» **What the task asks**: Report all lines below with the word "storage".

» **Source material**:
PR #6270, opened 2019-07-06
Remaps Xenobiology and very minor tweaks to toxins.

nesisknesis:
No AI cores were moved in the making of this PR. I think.

image

First off, an airlock system was added, along with reinforced windows because working with aliens is dangerous. Biohazard blast doors wered also added to the front of xenobiology which are connected to the RD's lockdown button.

The test chamber now also has an igniter setup and gas injector so that the BZ canister can be properly used. The igniter will allow for the test chamber to be flooded with plasma and set alight to purge any would be xeno test subjects.

In a future PR, I may make the test chamber be randomised to have different leftovers of experiments.

image
image

Two references on one piece of paper.

image
This was heavily inspired by /TG/'s KiloStation (https://drive.google.com/file/d/1IIz2OsnyhQCCXxEWUydWVP3mPyOg5fFU/view)

Ever since the slime management console was added, the doors to the slime chambers have been redundant. However, if one wishes to interact with slimes they can just simply shunt them into the open lab.

All machinery relating to slime breeding has been moved to this room as well.

As for the minor tweaks, the light fixtures in toxins storage was rotated to be centered on the North and South wall rather than offset on the east and west so that the light is evenly shone.

As for the lab, a lattice was added under the air injector, and the pump set to be off by default.

image

Xenobiology exterior.
image

#### Changelog

:cl:  Identification
rscadd: Xenobiology has been remapped to be more modern.
tweak: Tweaks to the lighting in toxins storage, an extra lattice to the space between toxins, the port to space pump is now off by default.
experimental: The test chamber now has leftovers from xenomorph experimentation. This may be removed or made to be randomised with different types of residue. 
/:cl:


Nickvr628:
inb4 this is a buff to cult as it fortifies their main base

Nickvr628:
Also I really dislike the lack of chutes for the slime pens, those are useful dammit

nesisknesis:
They were redundant because of the console and it's more room for slimes.

Nickvr628:
the slime console is a crutch and only unrobust betacrew use it. Back in my day we wrangled the slimes by hand and WE ENJOYED IT! Now any chucklefuck can sit at the console and pop slimes everywhere removing all the risk.

ThatLing:
why?

nesisknesis:
It's dead, Jim.

Readystorm546:
Uh if the pump in toxins is off by default there is no way to turn it on

Readystorm546:
disregard my above comment

HomocidlePancakes:
Nuuu, don't remove the Rtables. They look nice and xenobio already had them prior to this. Also, even if you are removing the chutes, keep the windoors in to pens to maintain them (broken lights, modification etc.). Also people were using these to isolate slimes.

nesisknesis:
Rtables were changed to regular ones so that the scientist could easily modify the pens without a welder. The glass on the image looks clean and adding windoors would also require the machinery to be moved about which there isn't much room for.

Ill get an image of the edited version tomorrow,

ynot01:
what? what happened to the glass tables that monkeys and slimes would break every round? 0/10

alexkar598:
@Ihonkification Why is this change good for the game?

nesisknesis:
Because it uses the un-used space in xenobio. With how the consoles are positioned, the cells may as well be on another z-level.

nesisknesis:
i lied something broke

» **Exercise response**:
As for the minor tweaks, the light fixtures in toxins storage was rotated to be centered on the North and South wall rather than offset on the east and west so that the light is evenly shone.
tweak: Tweaks to the lighting in toxins storage, an extra lattice to the space between toxins, the port to space pump is now off by default.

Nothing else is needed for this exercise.